Au lendemain de sa deuxième place en Autriche, le pilote Red Bull a expliqué que ses premiers tours au simulateur pour Silverstone l’avaient immédiatement inquiété. « Silverstone, j’adore le circuit, mais j’ai fait quelques tours sur le simulateur et j’ai commencé à rire », a déclaré Max Verstappen, pilote Red Bull et quadruple champion du monde, après l’épreuve autrichienne. « J’avais l’impression que c’était un circuit totalement différent. On a à peine de batterie sur un tour, c’est constamment à fond. »

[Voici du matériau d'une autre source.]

Issue #658, opened 2025-08-06
add http-to-https "upgrade" Redirect (SS) service


GlenDC:
A very simplistic impl of this would be:

```rust
async |req: Request| {
    let uri = req.uri().clone().into_parts();
    let Some(authority) = uri.authority else {
        return Ok(StatusCode::BAD_GATEWAY.into_response());
    };

    let loc = match uri.path_and_query {
        Some(paq) => format!("https://{authority}?{paq}"),
        None => format!("https://{authority}"),
    };

    Ok(([(header::LOCATION, loc)], StatusCode::PERMANENT_REDIRECT).into_response())
}
```

However:

- this falsely assumes that the authority is always there in Uri which it is not, so we probably want to rely on `RequestContext` instead
- beyond that I think it's probably ok, except that we do not need to clone uri as we do not need ownership over it

All in all a simple service which can even be a `ZST`.

Do double check the relevant RFCs in case I miss something here.

GlenDC:
@soundofspace your opinion is welcome here as well :)

GlenDC:
This is the most recent version I use in some places for this:

```rust
async |mut ctx: Context<State>, req: Request| {
    let req_ctx: &mut RequestContext =
        match ctx.get_or_try_insert_with_ctx(|ctx| (ctx, &req).try_into()) {
            Ok(req_ctx) => req_ctx,
            Err(err) => {
                tracing::error!(
                    "failed to get request ctx for insecure incoming req: {err}"
                );
                return Ok(StatusCode::BAD_GATEWAY.into_response());
            }
        };

    let host = &req_ctx.authority.host();
    let paq = req
        .uri()
        .path_and_query()
        .map(|paq| paq.as_str())
        .unwrap_or("/");
    let loc = format!("https://{host}{paq}");

    Ok(([(header::LOCATION, loc)], StatusCode::PERMANENT_REDIRECT)
        .into_response())
}
```

lauk20:
Hi! I would like to give this a go as we discussed. 😄 

Would appreciate some code pointers/guidance to get started!

GlenDC:
> Hi! I would like to give this a go as we discussed. 😄 
> 
> Would appreciate some code pointers/guidance to get started!

All yours. Welcome to the community. Let me know if you need more explanation or guidance. Feel free to open a Draft PR as soon as you want, are stuck or need guidance.

PR #678, opened 2025-08-24
add http-to-https 'upgrade' Redirect (SS) service

lauk20:
Addressing #658 
add http-to-https 'upgrade' Redirect (SS) service.

### DIFF
--- a/rama-http/src/service/upgrade.rs
+++ b/rama-http/src/service/upgrade.rs
@@ -1,0 +1,60 @@
+//! Service that redirects all HTTP requests to HTTPS
+
+use crate::Request;
+use crate::{Response, header};
+use crate::service::web::response::IntoResponse;
+use crate::StatusCode;
+use rama_core::{Context, Service, telemetry::tracing};
+use rama_net::http::RequestContext; 
+use std::{convert::Infallible, fmt};
+
+/// Service that redirects all HTTP requests to HTTPS
+pub struct Upgrade;
+
+impl<State, Body> Service<State, Request<Body>> for Upgrade
+where
+    State: Clone + Send + Sync + 'static,
+    Body: Send + 'static,
+{
+    type Response = Response;
+    type Error = Infallible;
+
+    async fn serve(
+        &self,
+        mut ctx: Context<State>,
+        req: Request<Body>,
+    ) -> Result<Self::Response, Self::Error> {
+        let req_ctx: &mut RequestContext =
+            match ctx.get_or_try_insert_with_ctx(|ctx| (ctx, &req).try_into()) {
+                Ok(req_ctx) => req_ctx,
+                Err(err) => {
+                    tracing::error!(
+                        "failed to get RequestContext for insecure incoming req: {err}"
+                    );
+                    return Ok(StatusCode::BAD_GATEWAY.into_response());
+                }
+            };
+        let host = &req_ctx.authority.host();
+        let paq = req
+            .uri()
+            .path_and_query()
+            .map(|paq| paq.as_str())
+            .unwrap_or("/");
+        let loc = format!("https://{host}{paq}");
+
+        Ok(([(header::LOCATION, loc)], StatusCode::PERMANENT_REDIRECT).into_response())
+    }
+}
+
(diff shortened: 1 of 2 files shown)


rama-http/src/service/upgrade.rs
```diff
@@ -0,0 +1,60 @@
...
+use crate::Request;
+use crate::{Response, header};
+use crate::service::web::response::IntoResponse;
+use crate::StatusCode;
+use rama_core::{Context, Service, telemetry::tracing};
+use rama_net::http::RequestContext; 
+use std::{convert::Infallible, fmt};
+
+/// Service that redirects all HTTP requests to HTTPS
+pub struct Upgrade;
```
GlenDC:
```suggestion
#[derive(Debug, Clone, Default)]
#[non_exhaustive]
pub struct Upgrade;
```

- pretty much always you want debug and clone, at times needed to be done manually
- in this case default is also applicable
- non_exhaustive to make sure others cannot construct it except via constructors we provide (e.g. `default()`)

rama-http/src/service/upgrade.rs
```diff
@@ -0,0 +1,60 @@
...
+            match ctx.get_or_try_insert_with_ctx(|ctx| (ctx, &req).try_into()) {
+                Ok(req_ctx) => req_ctx,
+                Err(err) => {
+                    tracing::error!(
+                        "failed to get RequestContext for insecure incoming req: {err}"
+                    );
+                    return Ok(StatusCode::BAD_GATEWAY.into_response());
+                }
+            };
+        let host = &req_ctx.authority.host();
```
GlenDC, line 50: might want to also check check specifically on the protocol found in req ctx

- if ws => upgrade to wss
- if http => upgrade to https
- if something else return bad gateway as that's unexpected

rama-http/src/service/upgrade.rs
```diff
@@ -0,0 +1,60 @@
...
+        let paq = req
+            .uri()
+            .path_and_query()
+            .map(|paq| paq.as_str())
+            .unwrap_or("/");
+        let loc = format!("https://{host}{paq}");
+
+        Ok(([(header::LOCATION, loc)], StatusCode::PERMANENT_REDIRECT).into_response())
```
GlenDC: status_code is probably something we wish to allow to be customised. The default one can be `PERMANENT_REDIRECT`, that means the struct no longer needs a non_exhaustive as it will contain a `StatusCode`. You can make a setter (set/with) for it using the `generate_set_and_with!` macro (see codebase on how to import and use it)

rama-http/src/service/upgrade.rs
```diff
@@ -0,0 +1,60 @@
...
+    }
+}
+
+impl fmt::Debug for Upgrade {
```
GlenDC: no need to manually implement these for `Upgrade`. Only needed manually if you want to prevent some automatic behaviour (e.g. do not want to enforce the bounds on a generic where it isn't needed)

GlenDC (changes requested):
Thank you for this PR. Left some reviews. Once those are resolved we can probably think about moving this forward and merge. In case you do not understand some feedback or do not agree, do let me know.

lauk20:
> Thank you for this PR. Left some reviews. Once those are resolved we can probably think about moving this forward and merge. In case you do not understand some feedback or do not agree, do let me know.

Thanks for the feedback! I have updated the PR with the suggested changes. Let me know if any edits should be made.

GlenDC (approved):
Looks great. Once the CI passes it can be merged in. Thank you for this swift and great contribution!

GlenDC:
@lauk20 please run `just qq`, and ensure it all passes.

lauk20:
> @lauk20 please run `just qq`, and ensure it all passes.

@GlenDC Got it, updated PR with `just qq` changes 👍

GlenDC:
no need to run `just qq` btw if you already run `just qa`, as `qa` contains all that `qq` contains + `test` :) `qq` is just there for folks who want to have quick feedback as `test` takes a while on some machines.

GlenDC (approved):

Son alerte tient à la nature même du circuit britannique. Verstappen a rappelé qu’au Red Bull Ring, « on a de longues lignes droites puis de gros freinages », ce qui permet de recharger la batterie. A Silverstone, en revanche, les longues lignes droites s’enchaînent avec des virages rapides, ce qui change complètement l’équation énergétique. « Là-bas, il y a aussi de longues lignes droites, mais ensuite des virages rapides, par exemple, donc on ne peut pas vraiment recharger la batterie. Et sur la ligne droite suivante, on n’a pas grand-chose à utiliser. Ce sera un défi compliqué. »
Cette mise en garde arrive pourtant au moment où Red Bull semble enfin avoir trouvé une base plus compétitive. La deuxième place de Verstappen en Autriche, obtenue avec une voiture largement revue, a été présentée comme le meilleur résultat de la saison pour l’équipe après un début d’année marqué par un manque de rythme, d’adhérence et d’équilibre.
Mais ce progrès ne garantit rien à Silverstone. Le circuit anglais s’annonce comme un véritable test pour la récupération et le déploiement de l’énergie électrique, dans un contexte où Mercedes a montré cette saison une forte efficacité dans ce domaine et peut donc espérer y être particulièrement performante.
L’avertissement de Verstappen dépasse aussi le seul cas de Red Bull. Depuis l’introduction de cette philosophie moteur, les pilotes critiquent régulièrement une Formule 1 où la gestion de l’énergie pèse trop lourdement sur le pilotage, surtout sur les tracés rapides où les zones de gros freinage sont rares. Le malaise est suffisamment net pour que la FIA ait déjà validé le règlement technique 2027, avec un rôle renforcé du moteur thermique, plus d’énergie disponible via l’ERS et de nouvelles modalités de déploiement destinées à corriger les défauts les plus contestés du concept actuel.